Each element in the output
list has the following elements:
- delta_t
Time interval.
- jacobian
Jacobian matrix.
- est
Estimated total effect centrality.
- vcov
Sampling variance-covariance matrix of estimated total effect centrality.
Details
See TotalCentral()
more details.
Delta Method
Let \(\boldsymbol{\theta}\) be \(\mathrm{vec} \left( \boldsymbol{\Phi} \right)\), that is, the elements of the \(\boldsymbol{\Phi}\) matrix in vector form sorted column-wise. Let \(\hat{\boldsymbol{\theta}}\) be \(\mathrm{vec} \left( \hat{\boldsymbol{\Phi}} \right)\).
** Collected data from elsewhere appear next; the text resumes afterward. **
PR #760, opened 2022-02-25
Fix TypeError during JSON serialization in dialogs

fernflower:
Previously a DictProxy entry was passed as part of
{dialog_section: entry} data to save in store which
failed during serialization.

### DIFF
--- a/leapp/messaging/answerstore.py
+++ b/leapp/messaging/answerstore.py
@@ -115,9 +115,11 @@ class AnswerStore(object):
 
         :param scope: Scope of the data to retrieve.
         :param fallback: Fallback value to return if not found.
-        :return:
+        :return: A shallow copy of data stored in _storage by scope key
         """
-        answer = self._storage.get(scope, fallback)
+        # NOTE(ivasilev) self.storage.get() will return a DictProxy. To avoid TypeError during later
+        # JSON serialization a copy() should be invoked to get a shallow copy of data
+        answer = self._storage.get(scope, fallback).copy()
         create_audit_entry('dialog-answer', {'scope': scope, 'fallback': fallback, 'answer': answer})
         return answer
 
--- a/leapp/dialogs/dialog.py
+++ b/leapp/dialogs/dialog.py
@@ -98,7 +98,7 @@ class Dialog(object):
         :return: Dictionary with answers once retrieved
         """
         store.translate(self)
-        return dict(store.get(self.scope, {}))
+        return store.get(self.scope, {})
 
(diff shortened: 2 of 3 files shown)


fernflower:
Hmm I see now that this doesn't fix the issue with the following configuration
answerfile
```
[check_vdo]
# totally empty
#
```
answerfile.userchoices
[check_vdo]
no_vdo_devices = False

The failure happens elsewhere, looking

leapp/messaging/answerstore.py
```diff
@@ -115,9 +115,11 @@ def get(self, scope, fallback=None):
 
         :param scope: Scope of the data to retrieve.
         :param fallback: Fallback value to return if not found.
-        :return:
+        :return: A shallow copy of data stored in _storage by scope key
         """
-        answer = self._storage.get(scope, fallback)
+        # NOTE(ivasilev) self.storage.get() will return a DictProxy. To avoid TypeError during later
+        # JSON serialization a copy() should be invoked to get a shallow copy of data
+        answer = self._storage.get(scope, fallback).copy()
```
pirat89, line 122: @fernflower  you are right. Regarding the amount of existing and expected dialogs (and use case when it contains usually just one key) at all, it does not matter to create the shallow copy always.

pirat89 (approved):
works good except the problem mentioned above. but that's a different issue already present probably for a longer time. We do not expect people to remove the `key = value` line from the ansewrfile, keeping the section defined. This solution fixes the general problem.

@fernflower bumped  `leapp-framework = 2.2` so we could start to require it in leapp-upgrade packages to ommit possible issues when people could test leapp-upgrade builds with dialogs but older leapp builds. Feel free to squash it directly into the one commit (i didn't want to touch the orig one as tests are running for it already).

fernflower:
> works good except the problem mentioned above. but that's a different issue already present probably for a longer time. We do not expect people to remove the key = value line from the ansewrfile, keeping the section defined. This solution fixes the general problem.

@pirat89 what do you mean by "except the problem mentioned above"? If you are referring to my comment https://github.com/oamg/leapp/pull/760#issuecomment-1051309929 then it is obsolete, the current version of the patch resolves this issue as well.

pirat89:
@fernflower I have still some problems regarding that (tried manually, when the answer in the answerfile is not present but the section exists, the answer is not loaded from the userchoices file)

pirat89:
merging after the discussion. the issue mentioned above will be fixed in another PR as it's  a different problem.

By the multivariate central limit theory, the function \(\mathbf{g}\) using \(\hat{\boldsymbol{\theta}}\) as input can be expressed as:
$$ \sqrt{n} \left( \mathbf{g} \left( \hat{\boldsymbol{\theta}} \right) - \mathbf{g} \left( \boldsymbol{\theta} \right) \right) \xrightarrow[]{ \mathrm{D} } \mathcal{N} \left( 0, \mathbf{J} \boldsymbol{\Gamma} \mathbf{J}^{\prime} \right) $$
where \(\mathbf{J}\) is the matrix of first-order derivatives of the function \(\mathbf{g}\) with respect to the elements of \(\boldsymbol{\theta}\) and \(\boldsymbol{\Gamma}\) is the asymptotic variance-covariance matrix of \(\hat{\boldsymbol{\theta}}\).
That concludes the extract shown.